The ALE2 gene encodes a novel receptor-like protein kinase
Using a map-based approach, we narrowed down the region that contained the ale2 mutation to a 55 kb region, as shown in Fig. 2A. We determined the nucleotide sequence of the entire 55 kb region from the ale2-1 mutant and compared this sequence with that of the wild type (Col-0). The only difference was the insertion of a single nucleotide, and this insertion was located within a putative gene (At2g20300). Subsequent amplification by reverse transcriptase (RT)-PCR, determination of the cDNA sequence, and comparison of the cDNA and the corresponding genomic DNA sequences indicated that the At2g20300 gene consists of eight exons, with an open reading frame of 2232 base pairs, which is capable of encoding a protein of 744 amino acids(Fig. 2B,C). To confirm that the single insertion was responsible for the ale2 phenotype, we introduced a fragment of genomic DNA that covered the At2g20300 gene into ale2-1 plants. Plants with the introduced transgene in addition to the homozygous ale2-1 mutation had a normal phenotype(Fig. 1E). In addition, an independently isolated ale2-2 mutant that harbored T-DNA within the fifth exon of the At2g20300 gene (Fig. 2B,C) had morphological defects essentially identical to those of ale2-1 plants (data not shown). We concluded that the At2g20300 gene was equivalent to the ALE2 gene.

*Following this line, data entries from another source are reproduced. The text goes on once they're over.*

PR #1282, opened 2022-07-07
Improve mode diagram layout

a-sr:
* Added correct spacing configuration for modes (they now follow the same base configuration as reactors)
* Added synthesis option to manually adjust global spacing (helpful to reduce diagram size for papers)
* Fixed problems in visualization of mode-crossing connections


edwardalee (approved):
LGTM!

The predicted sequence of the ALE2 protein contains a hydrophobic sequence at the N-terminus and a hydrophobic sequence in the middle region(Fig. 2C). ALE2 also includes an amino acid sequence in the C-terminal region that is strongly conserved in protein serine/threonine kinases (Fig. 2C). These structural features are typical of those of RLKs, and it is likely that the N-terminal region between the two hydrophobic regions serves as the extracellular region. When we used the predicted amino acid sequence of the putative extracellular domain to search available databases,several protein sequences predicted either from cDNA and/or genomic DNA sequences were found to contain sequences significantly homologous to that of ALE2. These sequences were rice XP473126 and XP468388, and Arabidopsis At5g56885. All these sequences had a cluster of basic amino acid residues (5-12 residues in each member), followed by sequences containing four cysteine residues (Fig. 2D), which are somewhat similar to that of the processing sites in animal insulin-related peptides. Sequences of these four proteins exhibited significant similarity between the basic region and putative transmembrane domain (Fig. 2D).
To examine whether ALE2 is a functional protein kinase, a recombinant protein in which glutathione S-transferase (GST) was fused to the putative cytoplasmic region that covered the kinase domain (KD) of the wild-type ALE2 protein (GST:ALE2KD-WT) was synthesized in E. colicells. As a negative control, a mutant fusion protein in which the lysine residue at position 377 in the potential ATP-binding domain was replaced with a tryptophan residue (GST:ALE2KD-KW) was also synthesized. In vitro phosphorylation experiments revealed that the wild-type fusion protein,GST:ALE2KD-WT, had activity to phosphorylate itself and myelin basic protein(MBP), whereas GST:ALE2KD-KW did not (Fig. 3A).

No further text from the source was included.